NAME

IP::Unique - Store and count unique IPv4 addresses, optimized for large numbers of IPs

SYNOPSIS

use IP::Unique;
my $ipun = IP::Unique->new();

$ipun->add_ip("127.0.0.1");
$ipun->add_ip("127.0.0.1");
$ipun->add_ip("12.34.56.78");

$ipun->unique(); #In this example, 2
$ipun->total(); #In this example, 3

$ipun->compact();

DESCRIPTION

IP::Unique solves the problem of how to account for uniqueness, given a large number of IP addresses. Since this module is written in C to take advantage of fast integer handling, it performs (in my experience) several times as fast and with (on average), about 1/5th the amount of memory of similar perl solutions.

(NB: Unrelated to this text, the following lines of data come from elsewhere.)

PR #16053, opened 2024-08-22
chore(SetTheory/Ordinal/Notation): improve documentation

vihdzp:
We improve comment formatting and perform some simple golfing.

---

There's a lot with this file that can be improved. Auxiliary theorems are inconsistently named and poorly documented, the use of `NF` as a typeclass is contentious (at least to myself, see [Zulip](https://leanprover.zulipchat.com/#narrow/stream/287929-mathlib4/topic/When.20to.20use.20instances.20for.20terms)), the use of `OfNat` instead of the `NatCast` typeclass is somewhat idiosyncratic, and a lot of the proofs can definitely be simplified. But I think it's better to go about this in stages.


Ruben-VandeVelde:
There's still a fair amount of work going on here, and not just documentation. Could you split further or update the summary?

vihdzp:
Yeah, I'll split this PR sometime in the following days. There's a lot of stuff I want to do with this file and I might have gone overboard for an initial PR.

vihdzp:
I've moved the documentation related stuff to #16283

vihdzp:
Closing, the endgame here is probably to just outright replace this file by my [rewritten version](https://github.com/vihdzp/ordinal-notation/blob/master/OrdinalNotation/Cantor.lean).

PR #16054, opened 2024-08-22
chore(SetTheory/Game/Impartial): remove `Impartial` typeclass

vihdzp:
... and use a simple proposition instead. Dot notation gives us back our lost convenience gain.

---

- [x] depends on: #16517 [doing this first makes the diff much smaller]
- [x] depends on: #16349

See [Zulip](https://leanprover.zulipchat.com/#narrow/stream/287929-mathlib4/topic/When.20to.20use.20instances.20for.20terms) for a discussion on this topic.


vihdzp:
Closing. No longer convinced this is a good idea.

PR #16057, opened 2024-08-22
[Merged by Bors] - chore: deprecate unused MLList material, which has moved to a separate repo

kim-em:
This material is unused in Mathlib, and now exists in a separate repo at https://github.com/semorrison/lean-monadic-list


semorrison:
I've simply deleted the test files, as these are already reproduced at the external repo, and deprecated everything else in case it is being used downstream.

Parcly-Taxel (approved):

jcommelin (commented):
Thanks :tada:

bors merge

PR #16061, opened 2024-08-22
[Merged by Bors] - feat(Data/Finsupp/Defs): `induction_on_max`

vihdzp:
A finitely supported function can be built in ascending or descending order of "degree".

---


Mathlib/Data/Finsupp/Defs.lean
```diff
@@ -1034,6 +1034,48 @@ theorem induction_linear {p : (α →₀ M) → Prop} (f : α →₀ M) (h0 : p
     (hadd : ∀ f g : α →₀ M, p f → p g → p (f + g)) (hsingle : ∀ a b, p (single a b)) : p f :=
   induction₂ f h0 fun _a _b _f _ _ w => hadd _ _ w (hsingle _ _)
 
+section LinearOrder
+
+variable [LinearOrder α] {p : (α →₀ M) → Prop}
+
+theorem induction_on_max (f : α →₀ M) (h0 : p 0)
```
eric-wieser, line 1041: Can you add docstrings to the new induction principles?

YaelDillies (approved):
Looks fine by me

maintainer merge

Mathlib/Data/Finsupp/Defs.lean
```diff
@@ -1034,6 +1034,52 @@ theorem induction_linear {p : (α →₀ M) → Prop} (f : α →₀ M) (h0 : p
     (hadd : ∀ f g : α →₀ M, p f → p g → p (f + g)) (hsingle : ∀ a b, p (single a b)) : p f :=
   induction₂ f h0 fun _a _b _f _ _ w => hadd _ _ w (hsingle _ _)
 
+section LinearOrder
+
+variable [LinearOrder α] {p : (α →₀ M) → Prop}
+
+/-- A finitely supported function can be built by adding up `single a b` for increasing `a`. -/
+theorem induction_on_max (f : α →₀ M) (h0 : p 0)
+    (ha : ∀ (a b) (f : α →₀ M), (∀ c ∈ f.support, c < a) → b ≠ 0 → p f → p (single a b + f)) :
```
fpvandoorn, line 1043: Would it make sense to have a version for partial orders with `∀ c ∈ f.support, c < a` replaced by `∀ c ∈ f.support, ¬ a ≤ c`? I think that could also be useful.

fpvandoorn: Another thing is that it would be nice to eliminate to `Sort*`
But maybe both of these fall outside the scope of this PR?

Mathlib/Data/Finsupp/Defs.lean
```diff
@@ -1034,6 +1034,52 @@ theorem induction_linear {p : (α →₀ M) → Prop} (f : α →₀ M) (h0 : p
...
+
+/-- A finitely supported function can be built by adding up `single a b` for decreasing `a`. -/
+theorem induction_on_min (f : α →₀ M) (h0 : p 0)
+    (ha : ∀ (a b) (f : α →₀ M), (∀ c ∈ f.support, a < c) → b ≠ 0 → p f → p (single a b + f)) :
+    p f :=
+  induction_on_max (α := αᵒᵈ) f h0 ha
+
+/-- A finitely supported function can be built by adding up `single a b` for increasing `a`. -/
+theorem induction_on_max₂ (f : α →₀ M) (h0 : p 0)
+    (ha : ∀ (a b) (f : α →₀ M), (∀ c ∈ f.support, c < a) → b ≠ 0 → p f → p (f + single a b)) :
```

A traditional way to account for the uniqueness of a list of objects in perl is to use a hash as such:

for(@iplist)
{
	$ips->{$_} = 1;
}
$unique = int(keys %$ips);

The situation that quickly arises is that perl hashing algorithms perform poorly in regards to memory when they reach millions of objects. Databases are also cumbersome to work with, as 30 million rows are hard to keep distinct (and is a needless waste of time to look up and insert). This is where IP::Unique (hopefully) shines.

METHODS

IP::Unique is an OO module, so nothing is exported. The module contains the following methods

  • new()

    new() works just as it does in every other module. It takes no parameters, and returns a reference to a new instance of the object.
  • add_ip("127.0.0.1")

    add_ip() takes a string parameter, formatted in AAA.BBB.CCC.DDD format. It returns 1 on the success of adding the IP address to the table, 0 if the address is poorly formatted or invalid.  For the purposes of validity, addresses such as "0.0.0.0" and "255.255.255.255" are considered valid, but "256.0.0.0" is not. Adding IPs increments the counter as returned by c<total>().
  • compact()

    compact() is an internal function that is exposed for the rare situation where you think you can save yourself up memory by removing all of the duplicates stored internally.  It is unlikely that you will save yourself a lot of space, unless you have heavy duplicate saturation.  This function is called internally before C<unique>(), so there's no need to do so, except to attempt to save memory mid-run. For slower machines, this may take some time to complete. When parsing a well-used websites logs (for which this module was written), you will probably not need this function. YMMV.
  • unique()

    unique() returns the number of uniques stored in the counter.  This has to run C<compact>() to remove duplicates, so the same caveat applies here: this may take some time. 
  • total()

    total() returns the number of IPs (total) stored in the counter, so far. There is no way to remove an IP.

CHANGES

Version 0.01 - Feb 19th, 2003

  • Initial release of the module, so everything is new

BUGS

There are several items that can be considered bugs in the module

  • It is hardcoded to use g++. If you know a better way to tell Makefile.PL to use "any c++ compiler", please let me know.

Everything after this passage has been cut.